Admit younger immigrants for better assimilation

I watched with much interest Prime Minister Lee Hsien Loong's recent speech at the People's Action Party's conference on YouTube.

I am glad he addressed some serious issues that are relevant to our country's current affairs.

PM Lee cited the problems America and Europe are facing over immigration.

He talked about how the people fear a loss of identity, the mainstream political party losing ground, radical extreme protest groups taking over and creating a polarised political system, and how this danger is very real and could happen in Singapore if we are not careful.

Singapore has many immigrants and we cannot expect newly minted citizens to feel the same way about our country as we do.

Take, for example, the football match between Singapore and Indonesia last week.
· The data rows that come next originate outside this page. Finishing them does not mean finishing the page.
PR #7608, opened 2020-08-28
std.typecons : AutoImplement: Handle 'in' storage class

Geod24:
This became a problem with the change to make `in` its own storage class, but luckily no release has been made yet.


thewilsonator (approved):

thewilsonator:
Tests?

Geod24:
> Tests?

Well it requires `-preview=in` to be noticeable, otherwise it'll just work, and we don't have any `-preview=in` tests here (but working on one).

PR #7609, opened 2020-08-28
std.traits: Adapt unittest to pass with `-preview=in`

Geod24:
I'm using https://github.com/dlang/dmd/pull/11632 as a way to adapt projects.
With this PR, it should pass for Phobos and the documentation tester.
I should probably add it to Buildkite like what Steven did for auto-decoding 🤔

### DIFF
--- a/std/traits.d
+++ b/std/traits.d
@@ -5219,11 +5219,26 @@ private enum isLvalueAssignable(Lhs, Rhs = Lhs) = __traits(compiles, { lvalueOf!
     static assert( isAssignable!(S4, immutable int));
 
     struct S5 { @disable this(); @disable this(this); }
-    struct S6 { void opAssign(in ref S5); }
-    static assert(!isAssignable!(S6, S5));
-    static assert(!isRvalueAssignable!(S6, S5));
-    static assert( isLvalueAssignable!(S6, S5));
-    static assert( isLvalueAssignable!(S6, immutable S5));
+
+    // `-preview=in` is enabled
+    static if (!is(typeof(mixin(q{(in ref int a) => a}))))
+    {
+        struct S6 { void opAssign(in S5); }
+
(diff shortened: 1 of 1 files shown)


Geod24:
CC @wilzbach , this is what motivated dlang/dmd#11635 . As you can see the workaround isn't terrible either.

std/traits.d
```diff
@@ -5219,11 +5219,26 @@ private enum isLvalueAssignable(Lhs, Rhs = Lhs) = __traits(compiles, lvalueOf!Lh
...
+        struct S6 { void opAssign(in S5); }
+
+        static assert(isRvalueAssignable!(S6, S5));
+        static assert(isLvalueAssignable!(S6, S5));
+        static assert(isAssignable!(S6, S5));
+        static assert(isAssignable!(S6, immutable S5));
+    }
+    else
+    {
+        mixin(q{ struct S6 { void opAssign(in ref S5); } });
```
MoonlightSentinel, line 5235: Why is this a mixin?

Geod24: The error with `-preview=in` is in the parser (where "redundant storage class" checks are).
And yes, I hate it too and I'm having second thoughts, but it was the most consistent place to have it.

MoonlightSentinel:
> I should probably add it to Buildkite like what Steven did for auto-decoding 🤔

Good idea, except implementing it for `stable` first ^^

wilzbach:
> this is what motivated dlang/dmd#11635 .

Yeah, I'm well aware of the problem. We unfortunately did similar workarounds in the past, e.g.

https://github.com/dlang/phobos/blob/6194b172955571ea3eb87bc8380d413dd7694598/std/typecons.d#L7356-L7362

thewilsonator (approved):

PR #7611, opened 2020-08-30
Revert "std.traits: Adapt unittest to pass with `-preview=in`"

wilzbach:
Reverts dlang/phobos#7609

Checking whether this PR broke the Buildkite sumtype build.

### DIFF
--- a/std/traits.d
+++ b/std/traits.d
@@ -5180,10 +5180,10 @@ enum isAssignable(Lhs, Rhs = Lhs) = isRvalueAssignable!(Lhs, Rhs) && isLvalueAss
 }
 
 // ditto
-private enum isRvalueAssignable(Lhs, Rhs = Lhs) = __traits(compiles, { lvalueOf!Lhs = rvalueOf!Rhs; });
+private enum isRvalueAssignable(Lhs, Rhs = Lhs) = __traits(compiles, lvalueOf!Lhs = rvalueOf!Rhs);
 
 // ditto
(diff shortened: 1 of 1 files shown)


wilzbach:
This fixes the Buildkite failure.

thewilsonator (approved):

Geod24:
Ergh, sorry about this. Looks like my first commit was not as innocent as I thought, and the bug I encounter might not be `in`-specific. Which is a relief, in one way.
Thanks for the revert @wilzbach , and I'll investigate what went wrong.

Geod24:
Narrowed it down to https://issues.dlang.org/show_bug.cgi?id=21210
CC @pbackus , could you fix `sumtype` so we can fix this bug ?

pbackus:
@Geod24 Would it be possible to make `isRvalueAssignable` public so that I can fix this without duplicating Phobos code?

wilzbach:
Force-merged as the two Windows machines on the auto-tester seem to be missing in action :/

Geod24:
@pbackus : That's not going to be of much help, since your code wouldn't compile with older DMD / LDC versions.
In fact, it wouldn't compile at all for the time being, until a new version is released.
The duplication should only be a few LoC though.

pbackus:
@Geod24 I understand that. I'm okay with adding my own copy of `isRvalueAssignable` as a temporary workaround; I just want to be sure that I'll be able to delete it in a future `sumtype` release.

pbackus:
@Geod24 Fixed the issue in `sumtype` and tagged a new release. Tests pass locally with phobos commit aca1e1208fc7f914b44e44f07bee836c7eeb941a.

Geod24:
Follow up #7612

PR #7806, opened 2021-02-20
fix issue 15136 - If we want toStringz to be fully correct, it needs …

aG0aep6G:
…to stop checking for '\0'

### DIFF
--- a/std/string.d
+++ b/std/string.d
@@ -379,7 +379,7 @@ pure nothrow @system unittest
     p = toStringz(test2);
     assert(*p == 0);
 
-    assert(toStringz([]) is "".ptr);
+    assert(toStringz([]) is toStringz(""));
 }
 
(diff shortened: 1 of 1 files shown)


schveiguy (approved):
LGTM. One thing to think about, if there is already a null character on a string value (within the bounds), then reallocation isn't going to do anything.

PetarKirov:
Some related discussion regarding this optimization:
https://forum.dlang.org/post/ildzweoczmwvflodfadk@forum.dlang.org

std/string.d
```diff
@@ -395,6 +378,27 @@ pure nothrow @system unittest
     const string test2 = "";
     p = toStringz(test2);
     assert(*p == 0);
+
+    assert(toStringz([]) is "".ptr);
```
RazvanN7, line 382: This seems to be failing on CircleCi

RazvanN7 (approved):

One cannot expect an immigrant to go down to the stadium and cheer passionately for our team.

Most people acknowledge that we need immigrants to mitigate the shortfall in our birth rates and make up for the shrinking workforce.

Ingraining a sense of identity and belonging in our immigrants is tricky.

From my observation, this can be done only when they are young and after they have undergone our education system and national service.

Hence, admitting immigrants who are young or couples who are likely to give birth in our country is a better bet and will yield a better outcome in our immigration efforts.

The assimilation of their offspring into our society will be more natural.